The lines from the top of the data down to the line with "tgocassisunstitch.cpp was modified" should be repeated exactly, both ends included.

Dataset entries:
------------------------------------------------------------

PR #66, opened 2018-02-10
Changed tgocassisunstitch to write all lines in a cube.

AgoinsUSGS:
tgocassisunstitch would previously write the last line in cubes as a line of null DN's.
tgocassisunstitch.cpp was modified to write up to and including the last line.

This causes inconsistencies with the old truthdata, however, because the old truthdata included the null lines.

For the sake of not breaking nightly, the updated truthdata for tgocassisunstitch tests have been placed in the following location:

/work/users/agoins/TGO_TRUTHDATA

It will rest here until this PR gets merged and it can be updated in the test directory.

### DIFF
--- a/isis/src/tgo/apps/tgocassisunstitch/tgocassisunstitch.cpp
+++ b/isis/src/tgo/apps/tgocassisunstitch/tgocassisunstitch.cpp
@@ -25,17 +25,17 @@ using namespace Isis;
 
 /**
  * Struct for storing information about a filter.
- * 
+ *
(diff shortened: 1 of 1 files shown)


krlberry (approved):
:+1: Thanks! This looks good. I'm approving it, but holding off on merging it because it needs a redmine ticket: https://trello.com/c/FLgesGba

krlberry:
Test data updated from `/work/users/agoins/TGO_TRUTHDATA`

------------------------------------------------------------

Exercise solution:
PR #66, opened 2018-02-10
Changed tgocassisunstitch to write all lines in a cube.

AgoinsUSGS:
tgocassisunstitch would previously write the last line in cubes as a line of null DN's.
tgocassisunstitch.cpp was modified to write up to and including the last line.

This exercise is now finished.